Refinancing is a way to get a new mortgage on your house. In the process, you'll pay off the old mortgage and wind up with some cash in your hand. There are lots of different types of mortgages, so talk to your mortgage company about the terms of the particular options they offer.

Refinancing, like any mortgage, is really a secured loan that uses your house as collateral. On the one hand, any time you have collateral, it's easier to get a loan and you're likely to get a loan at a good interest rate. The bad part about collateral is that you run the risk of losing the collateral if you default on the mortgage.

Before you make your refinancing deal, talk to your lender about the terms and conditions of the mortgage. What is the interest rate? How many years is the mortgage? What happens if, God forbid, you should miss a payment?

Foreclosure is the legal action that is used for a lender (the company that gave you the mortgage) to take title and possession of the property used as collateral. Foreclosure laws vary by state, but your lender should be quite familiar with them. Find out what they are and how they work.

Foreclosure is usually not in anyone's best interest. Most lenders don't like this option, because they incur legal costs and end up having to re-sell the property, sometimes at fire-sale rates. Most borrowers don't like foreclosures because they lose their homes and end up with damaged credit.

Obviously, you don't want to enter into a refinance if foreclosure appears likely. Work with a certified credit counselor and look through your financial records to see if you can make a refinance work.

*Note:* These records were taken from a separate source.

PR #3498, opened 2026-07-16
fix(mithril): ui issues

shivamG640:
## Summary by CodeRabbit

* **New Features**
  * Custom mode YAML templates now generate unique randomized slugs automatically for the first custom mode entry.
  * Flow menus now show context-aware dropdown labels, switching between “Custom Modes” and “Routes” based on the active schema mode, while still displaying the specific flow when a single flow is selected.
* **Tests**
  * Updated custom mode resource tests to allow slugs with a `new-mode` prefix plus randomized suffixes.


PVinaches (approved):

PVinaches:
I think you should check the tests and the snapshots for custom mode. They may need to be updated - check out the build failure. I already re-run it just in case.

PR #3516, opened 2026-07-20
fix(rest-dsl): keyboard Enter now correctly sets HTTP method in Add Operation dialog

### LINKED ISSUE #111: REST DSL editor keeps GET when POST is typed and confirmed with Enter

QuantumBreakz:
Fixes KaotoIO/forms#111

## Problem
The HTTP Method field in the Add Operation dialog was rendered as a typeahead select (from `@kaoto/forms` EnumField). When the user typed a valid method (e.g. `post`) and pressed Enter, the dropdown visually closed and showed "post" but the underlying `onChangeProp` callback was never fired. As a result, `formModel.method` remained `'get'`.

## Solution
We replaced the typeahead `EnumField` (via `KaotoForm`) for the HTTP Method field with a plain Carbon React `Select` dropdown. Since there are only 6 valid HTTP methods, a simple `<Select>` is simpler and has correct keyboard behavior by default (no typeahead edge cases).

The `path` and `id` fields were replaced with `TextInput` components to match, removing the `KaotoForm` / `KaotoFormApi` dependency from this modal entirely.

## Testing
- Added regression test `#3474`: selecting a method by keyboard now produces the correct method in the `onAddMethod` callback.
- All existing unit tests updated to reflect the new DOM structure.

@jichenggepeter-dev I am very sorry! I know you were assigned to this issue recently. I actually already started working on a fix for this bug locally and had the solution ready. I apologize for the overlap and stepping on your toes here.

## Summary by CodeRabbit

* **Bug Fixes**
  * Ensured the selected HTTP method is reliably applied when adding an operation.
  * Added required path validation and ensured invalid submissions do not trigger add/close actions.
  * Improved handling of whitespace trimming for path and optional id, including id being omitted when empty.
  * Validation errors now clear immediately as users begin typing a valid path.
* **Improvements**
  * Refreshed the “Add Method” modal UI for method, path, and optional id using a more direct form layout.
  * Reset all fields each time the modal is opened for a cleaner editing experience.


PVinaches:
Hello! Thanks for checking this issue. Do you think you could possibly tackled it with the current forms library without the need to implement the carbon form directly here? We are already planning migration but it will go through the forms library in a later stage.

QuantumBreakz:
Hi @PVinaches,

Good catch, and yes, we can stay within @kaoto/forms. The root cause isn't in this modal at all: it's in Typeahead.js's onInputKeyDown, which only fires onChange when the typed value is a custom (not-in-list) match:

```
if (!exactMatch && inputValue !== selectedItem?.name) {
    onChange?.(customItem);
}

```
So typing "post", an exact enum match , and hitting Enter skips onChange entirely, and formModel.method stays 'get'. EnumField always renders via Typeahead, and AddMethodModal just inherits that bug through the schema's enum.

Rather than dropping to Carbon's <Select>, I'd suggest using the same customFieldsFactory extension point we already use for MediaTypeField and UriField:

Add a SelectEnumField that uses useFieldValue from @kaoto/forms for model wiring, but renders a PatternFly <FormSelect> (native select) instead of Typeahead, sidesteps the broken keydown handler entirely since there's no typeahead/combobox logic involved.

Register it in a local addMethodFieldFactory, scoped to small closed enums (e.g. schema.enum.length <= 8), so it only applies here.

Pass that factory to <KaotoForm customFieldsFactory={addMethodFieldFactory}> in AddMethodModal — everything else (KaotoFormApi, validation, onChangeProp) stays exactly as-is.

That keeps this PR consistent with the forms-library direction and doesn't introduce a second form system. I'll file the Typeahead.js bug as a separate issue against @kaoto/forms since it likely affects any EnumField consumer, not just this modal , worth fixing upstream once the migration reaches that package.

PVinaches:
Hello again!  
Thanks for the suggestion. In Kaoto with use the forms library as the main source to handle everything that happens and is related to forms. There are a very few cases that are very particular and only applies to specific circumstances. Those are the ones handled through customFieldsFactory. The workaround you are suggesting will be for the general case, so we think that it will be more appropriate to solve it in forms. 
I think you can add that part of the information (the solving proposal in forms) directly in [the issue](https://github.com/KaotoIO/forms/issues/111)  you are trying and we will move it to forms repo issues after that. 
Please check out the specific file [here](https://github.com/KaotoIO/forms/blob/2c29b33b3bbdfd05895e3fc4bf3628bd9a227280/src/form/Typeahead/Typeahead.tsx#L54). It’s slightly different than the code you pointed out before. If you want, we can discuss further how to fix the issue as we will need to consider which situations exactly this change is needed. Or if you prefer I could point you to an issue that could be kaoto repo directly. Let me know what you prefer

PVinaches:
Hello again! Due to the previous answer, I'm proceeding to closing this PR in favor of fixing this directly in forms repository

Because a refinancing arrangement requires a lot of paperwork, it can take weeks, even months, to finalize the deal and get your money. During that time, you still have to make all of your payments. That means you should start the refinancing process as early as you can and be prepared to wait patiently.

You may need to talk to your creditors and explain what’s going on; perhaps you can negotiate a skipped payment or a lower monthly minimum until the refinancing deal goes through. In some cases, you may be able to work this out yourself with your creditors. In other instances, you may need to ask the mortgage company handling the refinance to talk to your creditors (just to verify that you are indeed working on the loan).

While a refinance is a good option for many people trying to consolidate a large debt, it can sort of "bury" the debt. Although it can be tough to organize and get a refinance, a few months down the road it can feel like you dodged a bullet and can go back to living a "normal" life. If that "normal" life means using credit cards and taking out loans, stop yourself. There is a limit to what you can do with refinancing, and you can't refinance your home every couple of years to manage your debt.

By the way, if you consolidate debts with a 30-year mortgage, that means you're going to take the next 30 years to pay off your debt. If your debt includes clothes, furniture, a computer, and so on, remember that you won't have paid them off completely until 30 years in the future!

Refinancing options can be great to consolidate debt, but be careful. If you treat it casually, you can wind up back in hot water with your creditors or worse!